Elements of Local Optimisation

4 minute read

Updated: February 11, 2020

5. Elements of Local Optimisation

Learning outcomes

We define an error function and we try to minimize them by defining an algorithm that minimizes it
Describe the difference btwn zero, first and second order optimisation
Apeopley gradient descent to a given object function we gonna use this all the time
Choose and appropriate Step size for gradient descent.

Optimisation Goal

It is about finding the minimum of the function
For instance, we have 2x² + x has a single minimum what’s special about this minimum is the fact that the derivate of the stationary points are zero. Hence, the tangential slope is a straight line
Derivative of a point is slope of the tangential line going through that point
- Interesting is that it gives you an idea where the function grows
- When the gradient is 0 – tangential line is straight and the function hasn’t grown
  - That is the point we are looking for !! either a min or max.

Local methods

Analogy of ski – we don’t know the function we are minimizing. Only thing we have is the local info aka the view around us.
We dunno what the mountain looks like but we can see around us, and knowing we wanna get to bottom, we can look around for local info - It will give you a direction to take to get down.
The point is, it’s the steepest that gets you the quickest – ideally is the best
By looking at the surrounding area, you can do 3 things
- Zero order – any direction that’s going down, no matter the steepness
- First order – requires first derivative of the function– derivatives are about the local behaviour.

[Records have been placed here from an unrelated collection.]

PR #110, opened 2022-08-12
Added tcp_offset

urmahp:
The function tcp_offset isn't available before software version 3.12.0 and 5.5.1. It is needed in the ROS driver to transform the the force/torque measurements to the tcp frame.

### DIFF
--- a/README.md
+++ b/README.md
@@ -32,6 +32,11 @@ implemented in order to create external applications leveraging the versatility 
 robotic manipulators.
 
 ## Requirements
+ * **Polyscope** (The software running on the robot controller) version **3.12.0** (for CB3-Series),
+   or **5.5.1** (for e-Series) or higher. If you use an older Polyscope version it is suggested to
+   update your robot. If for some reason (please tell us in the issues why) you cannot upgrade your
+   robot, please see the [version compatibility table](doc/polyscope_compatibility.md) for a
+   compatible tag.
  * The library requires an implementation of **POSIX threads** such as the `pthread` library
  * Socket communication is currently based on Linux sockets. Thus, this library will require Linux
    for building and using.
--- a/doc/polyscope_compatibility.md
+++ b/doc/polyscope_compatibility.md
@@ -1,0 +1,17 @@
+# Polyscope version compatibility
+The table below shows breaking changes in the library compared to Polyscope versions. Compatibility
+is listed for CB3 robots (versions 3.x.y) and e-Series robots (versions 5.x.y) respectively.
+
+It might be possible to use the library in a more recent version than the compatible versions listed
+below, but that might either require some manual modifications or not using a subset of features.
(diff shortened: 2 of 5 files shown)


fmauch (commented):
I cannot find `tcp_offset` inside the [RTDE guide](https://www.universal-robots.com/articles/ur/interface-communication/real-time-data-exchange-rtde-guide/). 

Since you didn't modify the recipe file: Where is that supposed to come from?

urmahp:
> I cannot find `tcp_offset` inside the [RTDE guide](https://www.universal-robots.com/articles/ur/interface-communication/real-time-data-exchange-rtde-guide/).
> 
> Since you didn't modify the recipe file: Where is that supposed to come from?

It is correct that the function isn't documented in the RTDE guide, but it is still part of the interface. 

I have modified the recipe file in the ROS driver, but I will go ahead and do it in the examples and the test in this repo as well.

fmauch:
Should we add a version requirement to the README or maybe even have a version check inside the interfaces where we can do that? Or would that be out of scope for this PR. Since we're raising the required Polyscope version with this PR, I think it makes sense to include something to the README at least.

urmahp:
> Should we add a version requirement to the README or maybe even have a version check inside the interfaces where we can do that? Or would that be out of scope for this PR. Since we're raising the required Polyscope version with this PR, I think it makes sense to include something to the README at least.

I definitely agree that we should update the README with the required polyscope versions.

I think that it would be a good idea to have some kind of version check, since we might add more features in the future that is not supported by older versions of polyscope. Since the version is already available in the rtde client it shouldn't be to much of a hassle to add it to this PR. 

There is probably a bit more work to figure out how to handle older versions in the ROS driver, since the function publishing the wrench is highly dependent on this function, at least for the e-series robots.

fmauch:
The version would not only affect the RTDE interface, but also primary and dashboard interfaces. Since all of them can be used standalone from this library, version checks would be needed everywhere.

fmauch:
[a5e177b](https://github.com/UniversalRobots/Universal_Robots_Client_Library/pull/110/commits/a5e177b384e41f36f3d2c3e36f65bdfdecf76e3d) would be my suggestion for a minimal version compatibility notice (The tag does not yet exist, it would point to the last commit before this branch is merged). @urmahp @urrsk what do you think about that? This should give us the flexibility to announce such changes in the future, as well.

urrsk (approved):

urrsk:
> [a5e177b](https://github.com/UniversalRobots/Universal_Robots_Client_Library/pull/110/commits/a5e177b384e41f36f3d2c3e36f65bdfdecf76e3d) would be my suggestion for a minimal version compatibility notice (The tag does not yet exist, it would point to the last commit before this branch is merged). @urmahp @urrsk what do you think about that? This should give us the flexibility to announce such changes in the future, as well.

Yes that look good and gives transparency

It tells you what the direction around the point is where the function is growing the fastest – the thing that points in the direction of the fastest ascent is gradient
  - Gradient of the function = vector of partial derivative
  - We want anti gradient, which is gradient-1
Second order - it computes the optimal step, but is computationally expensive

<Gradient descent>

0. Zero order

We don’t even compute the derivative; we just pick any direction that looks like its gonna improve → inefficient

1. First order – gradient descent – use the most

We are given an initial point xt, and we want to reach the better point.
In 2d you can go left or right. In more direction, the anti -gradient will be the direction of the steepest
step = learning rate.

We start with random xt, and it will give some initial error, and we change parameters to minimize this
- every time I start randomly, I start at a different initial state.

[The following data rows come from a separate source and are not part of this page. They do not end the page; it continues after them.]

PR #111, opened 2022-08-16
Added interface for forwarding script commands to the robot, that is …

urmahp:
…then executed locally on the robot

This allows the user to be able to zero ftsensor, set payload and set tool voltage when the robot is in local control.

### DIFF
--- a/include/ur_client_library/control/script_command_interface.h
+++ b/include/ur_client_library/control/script_command_interface.h
@@ -37,17 +37,6 @@ namespace urcl
 namespace control
 {
 /*!
- * \brief Available script commands
- */
-enum class ScriptCommand : int32_t
-{
-
-  ZERO_FTSENSOR = 0,     ///< Zero force torque sensor
-  SET_PAYLOAD = 1,       ///< Set payload
-  SET_TOOL_VOLTAGE = 2,  ///< Set tool voltage
-};
-
-/*!
  * \brief The ScriptCommandInterface class starts a TCPServer for a robot to connect to and this connection is then used
  * to forward script commands to the robot, which will be executed locally on the robot.
  *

The next point = current point – n (step parameter: step size)* substitute current point in derivative of f(x_t)
Continue until the gradient is small enough – close to 0 – which is close to min or max
- Computing gradient is cheap enough to do it

2. Second order method -newtons method

Uses the second order expansion of the function, → Taylor’s expansion
If we compute the second order derivative, you can actually solve the eq for the optimal step
Computing this is computationally expensive → instead of computing the optimal step, its faster to do suboptimal

Preliminaries - Partial derivatives

after doing the partial derivation of each one in respect to x, y,z combine it to a vector this is the gradient

Question Example - The current point is <1,0>, compute the next point following gradient descent on the function

f(x,y) = x3 + 2y2 - y with step size 0.1.

Learning rate (n) – this decides how fast the network learns.

The learning rate controls how much to change the weights by.
Small learning rate – weights need to see the inputs more often before they change significantly – takes longer to learn. BUT its more stable and resistant to errors and inaccuracies.

In3D

step size n of 0.1 and 0.14
We get a decrease until we reach 0, although we will never hit 0 since it is a continuous space
- Need some sort of threshold that makes me happy stop!
When you increase the step size - you could just end up to the other side too quickly, so it goes back and forth, and it doesn’t reach the minimum
→ Step size has to be small enough to not diverge, but big enough to not take too long

Local Minima

We don’t know the shape of the whole function – it may have more than one minimum
- Global min – to find global one over the generic graph
- Local min – the first stationary point that it stops at
!! Initial point is important because for each area you are in, you gonna get a diff min every time I start randomly, we start at a diff initial state. Then do gradient descent, find minimum and evaluate it, and do it again. Then we look at what’s the best. !!!!